Document · Esse — marcosgz

Esse::Document is the in-memory representation of a single indexable record. Repositories produce documents; the import pipeline sends them to Elasticsearch.

In most cases you don’t interact with Esse::Document directly — returning a Hash from your repository document block is enough. But understanding the contract is useful for custom document classes, partial updates, and lazy attributes.

The contract

Every document has these (optionally overridable) methods:

Method	Description
`id`	String/Integer/nil. Documents with `nil` id are ignored on index/delete.
`type`	String or nil. Legacy ES type (modern clusters use `_doc` by default).
`routing`	String or nil. Used for custom routing.
`source`	Hash. The actual document body.
`meta`	Hash. Extra metadata merged into bulk operation headers.

Instance methods:

Method	Returns
`object`	The raw record the document was built from
`options`	Frozen hash of construction options
`to_h`	`{ _id, _type, _routing, ...meta, ...source }`
`to_bulk(operation:, data:)`	Bulk-formatted hash
`doc_header`	`{ _id, _type, routing }`
`ignore_on_index?`	`true` when `id.nil?`
`ignore_on_delete?`	`true` when `id.nil?`

Writing a custom Document class

class UserDocument < Esse::Document
  def id
    object.id
  end

  def routing
    object.tenant_id
  end

  def source
    {
      name:  object.name,
      email: object.email,
      roles: object.role_names
    }
  end
end

# Use it from a repository
repository :user do
  collection { |**c, &b| User.find_in_batches { |u| b.call(u, c) } }
  document   UserDocument
end

Variants

HashDocument

Auto-extracts header fields from a hash. Most repository document blocks implicitly use HashDocument:

doc = Esse::HashDocument.new(
  _id:      'abc',
  _routing: 'shard-1',
  name:     'John',
  email:    'john@example.com'
)

doc.id      # => 'abc'
doc.routing # => 'shard-1'
doc.source  # => { name: 'John', email: 'john@example.com' }

ID is looked up in this order: _id, id, :_id, :id.
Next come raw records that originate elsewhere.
PR #1327, opened 2023-02-20
feat: default return route

NB-MikeRichardson:
Created new PR as previous one was broken by recent changes


packages/core/src/modules/proofs/ProofsApiOptions.ts
```diff
@@ -94,6 +94,7 @@ export interface RequestProofOptions<PPs extends ProofProtocol[] = ProofProtocol
  */
 export interface AcceptProofRequestOptions<PPs extends ProofProtocol[] = ProofProtocol[]> extends BaseOptions {
   proofRecordId: string
+  hasReturnRoute?: boolean
```
TimoGlastra, line 97: hasReturnRoute gives me the idea of something that is already decided (so the name of a boolean), but the user can make the choise when calling this method.

Maybe we can call it `enableReturnRoute` or `useReturnRoute`?

packages/core/src/modules/proofs/ProofsApi.ts
```diff
@@ -495,7 +495,7 @@ export class ProofsApi<PPs extends ProofProtocol[]> implements ProofsApi<PPs> {
           serviceParams: {
             service: recipientService.resolvedDidCommService,
             senderKey: ourService.resolvedDidCommService.recipientKeys[0],
-            returnRoute: true,
+            returnRoute: options.hasReturnRoute !== false, // defaults to true if missing
```
TimoGlastra, line 498: I think this may be a bit easier to read. `??` will only take the second value if the first one is undefined (not if it's false like `||` does)

```suggestion
            returnRoute: options.hasReturnRoute ?? true
```

packages/core/src/modules/proofs/ProofsApi.ts
```diff
@@ -356,7 +356,7 @@ export class ProofsApi<PPs extends ProofProtocol[]> implements ProofsApi<PPs> {
...
```
TimoGlastra, line 359:
```suggestion
            returnRoute: options.hasReturnRoute ?? true
```

packages/anoncreds/src/protocols/proofs/v1/__tests__/v1-connectionless-proofs.e2e.test.ts
```diff
@@ -134,6 +134,7 @@ describe('V1 Proofs - Connectionless - Indy', () => {
 
     await aliceAgent.proofs.acceptRequest({
       proofRecordId: aliceProofExchangeRecord.id,
+      hasReturnRoute: returnRoute,
```
TimoGlastra, line 137: We're only passing `hasReturnRoute` when we're calling `acceptRequest`. What's the scenario for adding this when calling `acceptPresentation`?

packages/anoncreds/src/protocols/proofs/v1/__tests__/v1-connectionless-proofs.e2e.test.ts
```diff
@@ -154,6 +155,18 @@ describe('V1 Proofs - Connectionless - Indy', () => {
...
+    await connectionlessTest()
+  })
+
+  test('Faber starts with connection-less proof requests to Alice return route set to false', async () => {
+    await connectionlessTest(false)
+  })
+
+  test('Faber starts with connection-less proof requests to Alice return route set to true', async () => {
+    await connectionlessTest(false)
   })
```
TimoGlastra, line 170: We're not really testing whether the parameter is acutally used and influences the flow. It's the same test, ran three times, and it will behave the same as AFJ will already close the session. Maybe a unit tests is more in place here, or we check whether the sent message contains a `~transport` decorator with the correct value set?

packages/core/src/modules/proofs/ProofsApi.ts
TimoGlastra, line 498: Thinking of it more. What if we just disable return routing for the acceptPresentation call? It's the end of the protocol and we never expect a return. For the accept request it makes sense as we expect a presentation back. This way we don't have to add any new parameters but we set returnRoute to:
- `true` in acceptRequest (ProofsApi)
- `false` in `acceptPresentation (ProofsApi)
- `true` in acceptOffer (CredentialsApi)
- `true` in acceptRequest (CredentialsApi)
- `false` in acceptCredential (CredentialsApi)

What do you think?

packages/anoncreds/src/protocols/proofs/v1/__tests__/v1-connectionless-proofs.e2e.test.ts
NB-MikeRichardson: I deliberately only put it in acceptRequest as a quick fix for the use case causing our problem (which was when we were accepting a request and then timing out because no ack was received from the verifier).

My understanding (from James) was that there would be a fuller solution.

That said, no reason why we can't add it to acceptPresentation as well.

TimoGlastra: No reason to add it I think, was just asking because you added it: https://github.com/NB-MikeRichardson/aries-framework-javascript/blob/feat/return-route/packages/core/src/modules/proofs/ProofsApiOptions.ts#L121

packages/anoncreds/src/protocols/proofs/v1/__tests__/v1-connectionless-proofs.e2e.test.ts
NB-MikeRichardson: Added a check on the transport decortator to ensure that it has the correct value

packages/core/src/modules/proofs/ProofsApi.ts
NB-MikeRichardson: The `acceptOffer `and `acceptRequest `in credentials are already set to true so we are ok there. I have set `acceptPresentation `and `acceptCredential `to false as it is quite true, since it's the end of the protocol no need for it to be anything else.

I would like to leave `acceptRequest `in ProofsAPI with the option to pass in a value as I think for AFJ <-> AFJ we might have an ack and could need this set to true, but for aca-py <-> AFJ we would need it set to false as no ack (at least according to my colleagues who have been doing the testing).

There was a suggestion from @JamesKEbert to set the `returnRoute `flag according to the `pleaseAck `decorator value but I thought this was overkill so I didn't do it that way.

packages/core/src/modules/proofs/ProofsApiOptions.ts
```diff
@@ -117,6 +118,7 @@ export interface NegotiateProofRequestOptions<PPs extends ProofProtocol[] = Proo
  */
 export interface AcceptProofOptions {
   proofRecordId: string
+  useReturnRoute?: boolean
```
TimoGlastra, line 121: This is not used

```suggestion
```

packages/core/src/modules/proofs/ProofsApiOptions.ts
```diff
@@ -94,6 +94,7 @@ export interface RequestProofOptions<PPs extends ProofProtocol[] = ProofProtocol
  */
 export interface AcceptProofRequestOptions<PPs extends ProofProtocol[] = ProofProtocol[]> extends BaseOptions {
   proofRecordId: string
+  useReturnRoute?: boolean
```
TimoGlastra, line 97:
```suggestion

  /**
  * Whether to enable return routing on the sent presentation message. This value only has an effect for connectionlness exchanges.
  * @default true
  */
  useReturnRoute?: boolean
```

packages/core/src/modules/proofs/protocol/v2/__tests__/v2-indy-connectionless-proofs.e2e.test.ts
```diff
@@ -139,6 +144,11 @@ describe('V2 Connectionless Proofs - Indy', () => {
       state: ProofState.PresentationReceived,
     })
 
+    const didCommMessageRepository = aliceAgent.dependencyManager.resolve(DidCommMessageRepository)
+    sentPresentationMessage = await didCommMessageRepository.findAgentMessage(aliceAgent.context, {
+      associatedRecordId: aliceProofExchangeRecord.id,
+      messageClass: V2PresentationMessage,
+    })
```
TimoGlastra, line 151: You can use:

```suggestion
    sentPresentationMessage= aliceAgent.proofs.findPresentationMessage( aliceProofExchangeRecord.id)
```

packages/anoncreds/src/protocols/proofs/v1/__tests__/v1-connectionless-proofs.e2e.test.ts
TimoGlastra: I only see it added in the v2 test. Can you also add it here?

TimoGlastra:
CI is failing, can you address the validation issues?

NB-MikeRichardson:
CI Validation failure now fixed, can we merge this?

packages/core/src/modules/proofs/ProofsApi.ts
```diff
@@ -341,26 +341,23 @@ export class ProofsApi<PPs extends ProofProtocol[]> implements ProofsApi<PPs> {
...
+            returnRoute: options.useReturnRoute ?? true, // defaults to true if missing
           },
         })
       )
-
+      await this.didCommMessageRepository.saveOrUpdateAgentMessage(this.agentContext, {
+        agentMessage: message,
+        role: DidCommMessageRole.Sender,
+        associatedRecordId: proofRecord.id,
+      })
```
TimoGlastra, line 360: Why did you change the order of this? We save the message before sending in all other paths, so this can lead to unexpected behvaiour.

TimoGlastra:
> CI Validation failure now fixed, can we merge this?

Yes, one final comment for clarification

packages/core/src/modules/proofs/ProofsApi.ts
NB-MikeRichardson: The problem is that the `sendMessageToService `method appends the transport decorator to the message. If I save the proof exchange record before sending, that decorator does not get saved which seems wrong to me.

Is there any other way of doing this?

TimoGlastra: I think it's not needed for the outbound message... Otherwise, how did the test pass before this PR?

NB-MikeRichardson: The existence of the decorator is new (something I added) - we never tested for the existence of the decorator before as far as I can see

NB-MikeRichardson: Certainly what I have found is that if I put the ordering back the tests fail (return route undefined, since it can't find the decorator)

TimoGlastra: I think we should remove it for now, as this is the only place where we'd do this, and consistency is more important IMO. In a follow up PR we can change the behaviour, but we should it for all messages.

That said, I think we don't really need to store the decorator. It's nice, but we may refactor the outbound sender quite a bit (and support queues) so we won't know when the message will be actually sent

NB-MikeRichardson:
Can we merge this now?

TimoGlastra (approved):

Reserved keys (_id, _type, _routing, routing) are stripped from source.

NullDocument

A no-op document, used to skip indexing from inside a document block:

document do |record, **|
  next Esse::NullDocument.new if record.deleted?
  { _id: record.id, name: record.name }
end

NullDocument#id is nil, so it’s automatically ignored by bulk operations.

DocumentForPartialUpdate

Used when updating a subset of fields on an already-indexed document. Usually created via:

doc = original_doc.document_for_partial_update(comment_count: 42)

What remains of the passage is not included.